I snagged the last fry, and brushed the leftover sauce and salt onto my jeans. The bartender was looking at me, her head perched on her hands.

“Do you want to kiss me?” I asked.

“What? No!” She tried to look shocked, but I could see through it.

“Well, I didn’t say I wanted to—you just looked like you wanted something,” I said.

“No no no no.” She was laughing now.

We took a cab through hundreds of arches of deserted lamplight, deposited ourselves in front of my apartment. I kissed her optimistically on the sidewalk and dragged her to my door. It was a struggle to insert my house key into the lock. I made a ruckus, jingling the handle, muttering invectives under my breath. She held onto me from behind.

“You sure we’re at the right house?” she asked, squeezing my abs.

“Maybe I’m just not sure about letting some strange woman into my apartment,” I said. I winked at her.

She gave me a pretend-hurt face and began to shift away. Laughing, I turned and pulled her close. “I guess that means I’ll just have to get to know you better,” I said.

I finally got the door open and swung through, announcing my entrance like a grand boxer at weigh-in.
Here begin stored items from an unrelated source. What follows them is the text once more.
PR #162, opened 2021-06-24
Update ci.yml

spco:


calmacx:
CI is failing probably because of bad characters, quotations should do the trick:
```
echo "SECRET_KEY=${{ secrets.SECRET_KEY }}" >> .env
```

PR #165, opened 2021-06-24
More concise code for document creation

calmacx:


spco:
This is fine, but a bit strangely structured still because the `None`-ness of `item.scan_report_field.description_column` and `item.value_description` are entirely independent. Would it be clearer to instead say

```
field_text = item.scan_report_field.description_column if item.scan_report_field.description_column is not None else item.scan_report_field.name
value_text = item.value_description if item.value_description is not None else item.value
document = {
  "documents":[
    {
      "language": "en", "id": str(item.id)+'_value',
      "text": field_text.replace("_", " ")+', '+value_text.replace("_", " ")
     }
  ]
}
```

Sarah was standing in the doorway, stark naked, a bathrobe hanging by her ankles. The bartender squealed.

“Good night?” Sarah asked.

I stared at the diamond-shaped birthmark on her right pelvic bone. “Could have been better.”

She gave the bartender a once-over. “The girl at the beach was cuter.”

“Yea, but she can’t serve alcohol quite like this one can.”

The bartender was mortified. “I think I’m going to go,” she said, squeaking. “I’ll see you later.” Her heels turned, struck the sidewalk like a chisel.

Sarah watched her leave, then looked at me. “I’ll heat up some leftovers, if you’re hungry.”

A song flitted through my head. “I’m alright. Just had In-N-Out.”